# Creolin smell soaked into concrete



## flowerlady (Jun 20, 2009)

My husband broke a bottle of Creolin (an old time cleaner that smells awful and he uses to spray around the yard to keep the deer away) on the concrete floor in the basement. It is also the same room with the air conditioner unit. It has been 2 months now and the smell is still really bad. It seems to be coming through the vents but he says it is not. He has changed all the filters and I have scrubbed the spot with everything imaginable. We have left the fan running 24 hrs a day out into the yard. He says he cannot smell it but when I go out and come back in It is really bad.
We are putting our house on the market and I have to get rid of this smell. I also think it is giving me headaches.
Any help would be greatly appreciated.


----------



## Ron6519 (Mar 28, 2007)

Concrete is very porous and will hold a lot of material. You can try a poultice to draw out some of the product, but that might not work due to the time it's been down. You can try masking the odor by washing it with something less offensive, like lemon extract.

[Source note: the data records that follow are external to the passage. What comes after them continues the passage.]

PR #556, opened 2019-01-11
APPDEV-1230 fabric fatal exceptions on build 13(175)

madhuvardan-CMI:
-Application now shows an alert for turning off persistent notifications.
-Update the alert message.


app/src/main/java/nu/yona/app/utils/AppUtils.java
```diff
@@ -398,6 +399,14 @@ private static AlertDialog getGenericAlertDialogWithErrorMessage(ErrorMessage er
 		return alertDialogBuilder.create();
 	}
 
+	@TargetApi(Build.VERSION_CODES.O)
+	public static boolean arePersistentNotificationsEnabled(Context context, String channelId)
+	{
+		android.app.NotificationManager notificationManager = context.getSystemService(android.app.NotificationManager.class);
+		NotificationChannel notificationChannel = notificationManager.getNotificationChannel(channelId);
+		return notificationChannel != null && notificationChannel.getImportance() == android.app.NotificationManager.IMPORTANCE_NONE;
```
Bert-R: ``notificationChannel`` can only be null when an invalid ``channelId`` is given, right? If that's true, then this condition should be changed into:
```
		return notificationChannel.getImportance() == android.app.NotificationManager.IMPORTANCE_NONE;
```
It will cause an NPE when the ID is wrong, thus exposing that issue.

app/src/main/java/nu/yona/app/ui/YonaActivity.java
```diff
@@ -349,11 +349,12 @@ public void onResume()
 
 	private void checkForNotificationPermission()
 	{
-		if (!NotificationManagerCompat.from(this).areNotificationsEnabled())
+		if (Build.VERSION.SDK_INT < Build.VERSION_CODES.O || (NotificationManagerCompat.from(this).areNotificationsEnabled() && !AppUtils.arePersistentNotificationsEnabled(getActivity(), AppConstant.YONA_SERVICE_CHANNEL_ID)))
```
Bert-R: Is this right?
It now returns when:
* Android is older than O
* The notifications are enabled and the persistent notifications are NOT enabled

That sounds wrong to me. I would expect this:
It now returns when:
* Android is older than O
* The notifications, including our persistent one, are enabled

Or you can try sealing in the odor.
Ron


----------



## flowerlady (Jun 20, 2009)

Thanks for your suggestions Ron. I have made a paste out of baking soda and vinegar and put on it and left it, I have used lemon juice,clorox and just about everything else I can think of. I'm thinking maybe the sealing thing may be the best idea now. What should I get? I have some polyurathane, would that work?


----------